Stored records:
------------------------

PR #5220, opened 2019-07-04
Basic comments AST; PassthroughLiteral AST

helixbass:
@GeoffreyBooth PR for basic AST for comments and for PassthroughLiteral nodes

As discussed, the initial target for comments AST is a single top-level `comments` array on the root `File` AST node (since that is what both Prettier and ESLint expect)

Per our discussion, used a variation of the token-comment-dictionary technique to pass the list of all comments from the tokens -> node class tree

### DIFF
--- a/src/coffeescript.coffee
+++ b/src/coffeescript.coffee
@@ -113,6 +113,7 @@ exports.compile = compile = withPrettyErrors (code, options = {}) ->
   # which might’ve gotten misaligned from the original source due to the
   # `clean` function in the lexer).
   if options.ast
+    nodes.allCommentsHash = helpers.buildTokenDataDictionary tokens
     sourceCodeNumberOfLines = (code.match(/\r?\n/g) or '').length + 1
     sourceCodeLastLine = /.*$/.exec(code)[0] # `.*` matches all but line break characters.
     ast = nodes.ast options
--- a/src/coffeescript.coffee
+++ b/src/coffeescript.coffee
@@ -113,7 +113,7 @@ exports.compile = compile = withPrettyErrors (code, options = {}) ->
   # which might’ve gotten misaligned from the original source due to the
   # `clean` function in the lexer).
   if options.ast
-    nodes.allCommentsHash = helpers.buildTokenDataDictionary tokens
+    nodes.allCommentTokens = helpers.extractAllCommentTokens tokens
     sourceCodeNumberOfLines = (code.match(/\r?\n/g) or '').length + 1
     sourceCodeLastLine = /.*$/.exec(code)[0] # `.*` matches all but line break characters.
     ast = nodes.ast options
--- a/src/helpers.coffee
+++ b/src/helpers.coffee
@@ -114,6 +114,17 @@ buildLocationData = (first, last) ->
       last.range[1]
     ]
 
+# Build a list of all comments attached to tokens.
+exports.extractAllCommentTokens = (tokens) ->
+  allCommentsObj = {}
+  for token in tokens when token.comments
+    for comment in token.comments
+      commentKey = comment.locationData.range[0]
+      allCommentsObj[commentKey] = comment
+  sortedKeys = Object.keys(allCommentsObj).sort (a, b) -> a - b
+  for key in sortedKeys
+    allCommentsObj[key]
+
 # Get a lookup hash for a token based on its location data.
 # Multiple tokens might have the same location hash, but using exclusive
 # location data distinguishes e.g. zero-length generated tokens from
--- a/src/helpers.coffee
+++ b/src/helpers.coffee
@@ -123,9 +123,9 @@ buildLocationHash = (loc) ->
 
 # Build a dictionary of extra token properties organized by tokens’ locations
 # used as lookup hashes.
-buildTokenDataDictionary = (parserState) ->
+exports.buildTokenDataDictionary = buildTokenDataDictionary = (tokens) ->
   tokenData = {}
-  for token in parserState.parser.tokens when token.comments
+  for token in tokens when token.comments
     tokenHash = buildLocationHash token[2]
     # Multiple tokens might have the same location hash, such as the generated
     # `JS` tokens added at the start or end of the token stream to hold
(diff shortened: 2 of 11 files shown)


src/coffeescript.coffee
```diff
@@ -113,6 +113,7 @@ exports.compile = compile = withPrettyErrors (code, options = {}) ->
   # which might’ve gotten misaligned from the original source due to the
   # `clean` function in the lexer).
   if options.ast
+    nodes.allCommentTokens = helpers.extractAllCommentTokens tokens
```
helixbass: I looked at how we might be able to pass the comment tokens directly within `grammar.coffee` - there's probably a convoluted way to do it involving eg adding a new option to the `o()` helper and only using that helper in the `Root` rules, but this is far simpler to just pass the comments at this "higher level" where we have visibility of both the `tokens` and the resulting `nodes`

I'm not sure whether it's a problem for the `nodes` tree not to be getting generated "purely" inside `grammar.coffee` - I guess the use case where this would be problematic is if someone wanted to manually get a handle on a nodes tree (eg via `CoffeeScript.nodes()` and then call `nodes.ast()` themselves?

If that is a use case that needs to be supported, I think the cleanup of the AST root's location data just below this would already be violating that (since it's creating a difference between what you get if you call `CoffeeScript.nodes()` -> `nodes.ast()` vs just `CoffeeScript.ast()`)

src/helpers.coffee
```diff
@@ -114,6 +114,17 @@ buildLocationData = (first, last) ->
       last.range[1]
     ]
 
+# Build a list of all comments attached to tokens.
+exports.extractAllCommentTokens = (tokens) ->
```
helixbass: I didn't literally reuse `buildTokenDataDictionary()` since it was more straightforward to just directly generate a sorted list of comments (rather than nest them/duplicate them under top-level token-associated keys)

But I guess if it was desirable to not do the additional loop over the tokens array, it might be possible to reuse the single `buildTokenDataDictionary()` data structure and extract the comments from there (depending on where we actually pass the comments to the AST root, per the previous comment)

src/lexer.coffee
```diff
@@ -314,55 +314,90 @@ exports.Lexer = class Lexer
   # everything has been parsed and the JavaScript code generated.
   commentToken: (chunk = @chunk) ->
     return 0 unless match = chunk.match COMMENT
-    [comment, here] = match
+    [withLeadingWhitespace, hereLeadingWhitespace, here, hereTrailingWhitespace, nonHere] = match
```
helixbass: There's a fair amount of cleanup/preservation of comment location data going on here

src/nodes.coffee
```diff
@@ -500,6 +500,15 @@ exports.Root = class Root extends Base
     # end up being declared on the root block.
     o.scope.parameter name for name in o.locals or []
 
+  commentsAst: ->
+    @allComments ?=
+      for commentToken in (@allCommentTokens ? [])
```
helixbass: The `Root` node is expecting to have `@allCommentTokens` set to a list of comment tokens

So when it needs to generate AST for the comments, it first converts the comment tokens to comment node class objects and then per the usual pattern just calls `.ast()` on them

src/nodes.coffee
```diff
@@ -806,7 +815,10 @@ exports.Block = class Block extends Base
     body = []
     for expression in @expressions
       expressionAst = expression.ast o
-      if expression instanceof Directive
+      # Ignore generated PassthroughLiteral
```
helixbass: Since there are "dummy" generated `PassthroughLiteral` nodes that just exist to get comments into the nodes tree, there are a couple places here where we have to explicitly ignore them for purposes of AST generation

src/nodes.coffee
```diff
@@ -4756,13 +4791,18 @@ exports.StringWithInterpolations = class StringWithInterpolations extends Base
...
-          commentPlaceholder.comments = unwrapped.comments
-          (commentPlaceholder.comments ?= []).push node.comments... if node.comments
-          elements.push new Value commentPlaceholder
+          if o.compiling
+            commentPlaceholder = new StringLiteral('').withLocationDataFrom node
+            commentPlaceholder.comments = unwrapped.comments
+            (commentPlaceholder.comments ?= []).push node.comments... if node.comments
+            elements.push new Value commentPlaceholder
+          else
+            elements.push null
```
helixbass: Coffeescript supports empty interpolations (eg `"#{}"`) while JS does not

So I represented an empty interpolation as a `null` element in the `TemplateLiteral` AST `expressions` list (see examples in empty interpolation AST tests below)

src/helpers.coffee
helixbass: I'm not sure the best way to accurately time the performance, but when I just ran `time bin/cake build:except-parser` a few times with/without this loop included, there wasn't a noticeable difference between the two (there was significantly more variability between individual test runs for a given version than between the two versions, and there were individual passes of the version that included the loop that were faster than individual passes of the version that didn't include the loop)

And this additional loop is only being performed when they're building AST - I agree that it'd be nice to try and optimize the speed of the AST build for the reasons you mentioned. But I guess I'd picture that as a separate compiler-wide optimization pass once we have the AST functionality landed. I'd be curious to dig in and get a sense of how much time is typically spent in each of the compiler phases (eg rewriter passes)

src/lexer.coffee
helixbass: Sure, updated to use `hereComment` and `lineComment` instead (which are much better names, you're correct about what they contain)

src/lexer.coffee
```diff
@@ -314,55 +314,90 @@ exports.Lexer = class Lexer
...
+      placeholderToken = @makeToken 'JS', '', offset: withLeadingWhitespace.length, generated: yes
       placeholderToken.comments = commentAttachments
       @tokens.push placeholderToken
-      @newlineToken 0
+      @newlineToken withLeadingWhitespace.length
     else
       attachCommentsToNode commentAttachments, prev
 
-    comment.length
+    withLeadingWhitespace.length
```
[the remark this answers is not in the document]
helixbass: Sure, updated to `commentWithSurroundingWhitespace`

PR #5224, opened 2019-07-21
AST: OptionalMemberExpression/OptionalCallExpression

helixbass:
@GeoffreyBooth PR updating `Value`/`Call` AST to use Babel 7-style `OptionalMemberExpression`/`OptionalCallExpression` AST node types

### DIFF
--- a/src/nodes.coffee
+++ b/src/nodes.coffee
@@ -1414,6 +1414,16 @@ exports.Value = class Value extends Base
         mergeLocationData @base.locationData, initialProperties[initialProperties.length - 1].locationData
     object
 
+  containsSoak: ->
+    return no unless @hasProperties()
+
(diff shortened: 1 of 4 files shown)


src/nodes.coffee
```diff
@@ -1414,6 +1414,16 @@ exports.Value = class Value extends Base
         mergeLocationData @base.locationData, initialProperties[initialProperties.length - 1].locationData
     object
 
+  containsSoak: ->
```
helixbass: Based on playing around on AST Explorer, the idea seems to be that everything "to the right of" the initial soak in a property/call chain should use the `OptionalMemberExpression`/`OptionalCallExpression` AST node type

But then its own `optional` AST field is still `true` or `false` depending on whether *that step* of the chain is soaked or not

PR #5225, opened 2019-07-23
Chained comparison AST

helixbass:
@GeoffreyBooth PR for AST for chained comparisons (eg `a < b < c`)

This construct doesn't exist in JS so I came up with this AST structure (with a peek at Python's AST for chained comparisons):

```
type: 'ChainedComparison'
operators: [
  '<'
  '<'
]
operands: [
  type: 'Identifier'
  name: 'a'
,
  type: 'Identifier'
  name: 'b'
,
  type: 'Identifier'
  name: 'c'
]
```


helixbass:
@GeoffreyBooth updated per your comment

PR #5226, opened 2019-07-23
Super AST

helixbass:
@GeoffreyBooth PR for AST for `Super`/`SuperCall`


src/grammar.coffee
```diff
@@ -394,9 +394,9 @@ grammar =
 
   # A `super`-based expression that can be used as a value.
   Super: [
-    o 'SUPER . Property',                                      -> new Super LOC(3)(new Access $3), [], no, $1
-    o 'SUPER INDEX_START Expression INDEX_END',                -> new Super LOC(3)(new Index $3),  [], no, $1
-    o 'SUPER INDEX_START INDENT Expression OUTDENT INDEX_END', -> new Super LOC(4)(new Index $4),  [], no, $1
+    o 'SUPER . Property',                                      -> new Super LOC(3)(new Access $3), LOC(1)(new Literal $1)
```
helixbass: The location data for the `super` keyword was not getting preserved for cases like `super.a` or `super[b]`

So pass a second argument to the `Super` constructor that preserves its location data (looks like there were some old unused arguments being passed that the `Super` constructor was ignoring)

src/nodes.coffee
```diff
@@ -2062,6 +2062,17 @@ exports.Super = class Super extends Base
     attachCommentsToNode salvagedComments, @accessor.name if salvagedComments
     fragments
 
+  ast: (o, level) ->
+    if @accessor?
+      return (
+        new Value(
```
helixbass: For things like `super.a`, the Babel-style AST is a `MemberExpression` whose `object` is a `Super`

So for those cases, transform the `Super` with an `@accessor` to a `Value` with a property

PR #5228, opened 2019-07-28
Start reconciling ast branch with Prettier plugin

helixbass:
@GeoffreyBooth I started plugging in the current `ast` branch as the Coffeescript dependency for the Prettier plugin and seeing what breaks

So here's a PR with a number of small updates to AST generation:
- making sure the root (`File`/`Program`) AST location data always starts with `0` (eg when there's a leading comment)
- exporting the `IDENTIFIER` regex
- generating a Babel-style `SequenceExpression` AST node for "sequences" eg `(a; b)`
- generating a new `EmptyInterpolation` AST node type for empty interpolations eg `"#{}"`
- adding a `hasIndentedBody` property to function AST nodes (eg `FunctionExpression`)

With these updates, it looks like most if not all of the remaining failing tests in the Prettier plugin (when using this branch as its Coffeescript dependency) are related to the parts of comments we haven't covered yet (eg looking at comment indentation to decide whether it's part of a block or not, heregex comments)

And then there will similarly be updates based on plugging in `ast` as the Coffeescript dependency of the ESLint plugin and seeing what breaks

### DIFF
--- a/src/coffeescript.coffee
+++ b/src/coffeescript.coffee
@@ -117,7 +117,11 @@ exports.compile = compile = withPrettyErrors (code, options = {}) ->
     sourceCodeNumberOfLines = (code.match(/\r?\n/g) or '').length + 1
     sourceCodeLastLine = /.*$/.exec(code)[0] # `.*` matches all but line break characters.
     ast = nodes.ast options
-    ast.end = ast.range[1] = ast.program.end = ast.program.range[1] = code.length
+    range = [0, code.length]
+    ast.start = ast.program.start = range[0]
+    ast.end = ast.program.end = range[1]
+    ast.range = ast.program.range = range
+    ast.loc.start = ast.program.loc.start = {line: 1, column: 0}
     ast.loc.end.line = ast.program.loc.end.line = sourceCodeNumberOfLines
     ast.loc.end.column = ast.program.loc.end.column = sourceCodeLastLine.length
     return ast
--- a/src/lexer.coffee
+++ b/src/lexer.coffee
@@ -1187,7 +1187,7 @@ exports.JS_FORBIDDEN = JS_KEYWORDS.concat(RESERVED).concat(STRICT_PROSCRIBED)
 BOM = 65279
 
 # Token matching regexes.
-IDENTIFIER = /// ^
+exports.IDENTIFIER = IDENTIFIER = /// ^
   (?!\d)
   ( (?: (?!\s)[$\w\x7f-\uffff] )+ )
   ( [^\n\S]* : (?!:) )?  # Is this a property name?
--- a/src/lexer.coffee
+++ b/src/lexer.coffee
@@ -1187,7 +1187,7 @@ exports.JS_FORBIDDEN = JS_KEYWORDS.concat(RESERVED).concat(STRICT_PROSCRIBED)
 BOM = 65279
 
 # Token matching regexes.
-exports.IDENTIFIER = IDENTIFIER = /// ^
+IDENTIFIER = /// ^
   (?!\d)
   ( (?: (?!\s)[$\w\x7f-\uffff] )+ )
   ( [^\n\S]* : (?!:) )?  # Is this a property name?
--- a/src/nodes.coffee
+++ b/src/nodes.coffee
@@ -4006,6 +4006,7 @@ exports.Code = class Code extends Base
       # We never generate named functions, so specify `id` as `null`, which
       # matches the Babel AST for anonymous function expressions/arrow functions
       id: null
+      hasIndentedBody: @body.locationData.first_line > @funcGlyph?.locationData.first_line
     ,
       if @isMethod then @methodAstProperties o else {}
 
--- a/src/nodes.coffee
+++ b/src/nodes.coffee
@@ -1819,7 +1819,7 @@ exports.JSXElement = class JSXElement extends Base
               emptyExpression.locationData = emptyExpressionLocationData {
                 interpolationNode: element
                 openingBrace: '{'
-                closingBrace: '{'
+                closingBrace: '}'
               }
               
               new JSXExpressionContainer emptyExpression, locationData: element.locationData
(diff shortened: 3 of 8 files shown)


src/coffeescript.coffee
```diff
@@ -117,7 +117,11 @@ exports.compile = compile = withPrettyErrors (code, options = {}) ->
     sourceCodeNumberOfLines = (code.match(/\r?\n/g) or '').length + 1
     sourceCodeLastLine = /.*$/.exec(code)[0] # `.*` matches all but line break characters.
     ast = nodes.ast options
-    ast.end = ast.range[1] = ast.program.end = ast.program.range[1] = code.length
+    range = [0, code.length]
+    ast.start = ast.program.start = range[0]
```
helixbass: I was seeing that the location data on the root `File`/`Program` nodes was not always starting at `0` when the file started with a comment eg:
```
# comment
"use strict"
```
So similar to what we were already doing to make sure the *end* location data for the root nodes is correct, also make sure their *start* location data is always correct (ie `0`)

src/lexer.coffee
```diff
@@ -1187,7 +1187,7 @@ exports.JS_FORBIDDEN = JS_KEYWORDS.concat(RESERVED).concat(STRICT_PROSCRIBED)
 BOM = 65279
 
 # Token matching regexes.
-IDENTIFIER = /// ^
+exports.IDENTIFIER = IDENTIFIER = /// ^
```
helixbass: Export the `IDENTIFIER` regex to allow the Prettier plugin to import it and use it eg to decide whether it needs to quote object keys or not

src/nodes.coffee
```diff
@@ -799,6 +799,12 @@ exports.Block = class Block extends Base
     return nodes[0] if nodes.length is 1 and nodes[0] instanceof Block
     new Block nodes
 
+  ast: (o, level) ->
+    if (level? and level isnt LEVEL_TOP) and @expressions.length
+      return (new Sequence(@expressions).withLocationDataFrom @).ast o, level
```
helixbass: We represent things like `a; b` as a `Block`

But Babel-style ASTs distinguish these (eg the equivalent `a, b` in JS) as `SequenceExpression`s

So when generating the AST for a `Block`, generate a `SequenceExpression` AST node (using the new `Sequence` node class) if the current `level` isnt `LEVEL_TOP`

src/nodes.coffee
```diff
@@ -1803,30 +1809,19 @@ exports.JSXElement = class JSXElement extends Base
       if content instanceof StringLiteral
         [new JSXText content]
       else # StringWithInterpolations
-        for element in @content.unwrapAll().extractElements o, includeInterpolationWrappers: yes
+        for element in @content.unwrapAll().extractElements o, includeInterpolationWrappers: yes, isJsx: yes
```
helixbass: The changes here and in `StringWithInterpolations` below are related to how we handle AST generation for empty interpolations (either in strings eg `"#{}"` or in JSX expressions eg `<div>{}</div>`)

The main change is that for empty interpolations in strings, instead of generating a `null` AST (in the `expressions` list of the `TemplateLiteral` AST node), we generate a new `EmptyInterpolation` AST node type

`EmptyInterpolation` doesn't exist in Babel-style AST because JS doesn't allow empty interpolations eg `` `${}` `` is a syntax error

So it's Coffeescript-specific. But it mimics `JSXEmptyExpression`, which does exist in Babel-style ASTs (since empty JSX expressions are allowed)

The main reason it's better to have an actual AST node representing the empty interpolation (other than just for consistency with `JSXEmptyExpression`) is that it makes handling comments inside the empty interpolations (eg `"#{###here###}"`) much more straightforward (added AST tests for empty interpolations with/without comments for both strings and JSX expressions)

src/nodes.coffee
```diff
@@ -4006,6 +4001,7 @@ exports.Code = class Code extends Base
       # We never generate named functions, so specify `id` as `null`, which
       # matches the Babel AST for anonymous function expressions/arrow functions
       id: null
+      hasIndentedBody: @body.locationData.first_line > @funcGlyph?.locationData.first_line
```
helixbass: Added explicit `hasIndentedBody` flag to function AST nodes (eg `FunctionExpression`) since otherwise there's no reliable way to detect whether a function has an indented (vs inline) body just based on other existing AST location data

To illustrate that, look at eg:
```
(
  a
) -> b
```
vs:
```
(a) ->
  b
```
Since location data for the `)` and `->` tokens aren't surfaced in the AST, you'd have to try and figure out whether the body is inline by looking at whether the preceding AST element with location data (here, `a`) is on the same line as the beginning of the body's location data (here, `b`)

But in both of these examples, `b` starts on the next line after `a` ends, even though in one case we have an indented function body and in the other we have an inline function body

So it makes sense to explicitly expose that as a flag on the AST since when generating AST we still have access to the location data for `->` (`@funcGlyph`) so can reliably determine it

And it's something that the Prettier plugin wants to be able to determine in order to avoid inlining function bodies that weren't inline in the original source

src/lexer.coffee
GeoffreyBooth: We should probably export all the constants if we export any. Maybe something at the bottom like `exports.lexerConstants = { IDENTIFIER, ... }`

src/nodes.coffee
```diff
@@ -4927,8 +4923,20 @@ exports.StringWithInterpolations = class StringWithInterpolations extends Base
...
-        expressions.push element?.unwrap().ast(o) ? null
+      else # Interpolation
+        {expression} = element
+        node =
+          unless expression?
+            emptyInterpolation = new EmptyInterpolation()
+            emptyInterpolation.locationData = emptyExpressionLocationData {
+              interpolationNode: element
+              openingBrace: '#{'
+              closingBrace: '{'
```
GeoffreyBooth: Not `}`?

src/lexer.coffee
helixbass: Agreed this is sort of arbitrary to just export `IDENTIFIER`

I just updated the Prettier plugin to not import this but instead to just use the same utility that Prettier uses for determining whether an object key is a valid identifier name (and can thus be printed unquoted)

So correspondingly removed the export of `IDENTIFIER` here

src/nodes.coffee
helixbass: Good catch - it happened not to be breaking because it just uses the length of the brace string

Updated to `'}'`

------------------------

### Exercise:
Among the records above, a stretch begins at the line containing "# Build a dictionary" and ends at the line containing "(diff shortened: 2 of 11 files shown)". Restate that stretch word for word, and nothing else.

### Finished exercise:
 # Build a dictionary of extra token properties organized by tokens’ locations
 # used as lookup hashes.
-buildTokenDataDictionary = (parserState) ->
+exports.buildTokenDataDictionary = buildTokenDataDictionary = (tokens) ->
   tokenData = {}
-  for token in parserState.parser.tokens when token.comments
+  for token in tokens when token.comments
     tokenHash = buildLocationHash token[2]
     # Multiple tokens might have the same location hash, such as the generated
     # `JS` tokens added at the start or end of the token stream to hold
(diff shortened: 2 of 11 files shown)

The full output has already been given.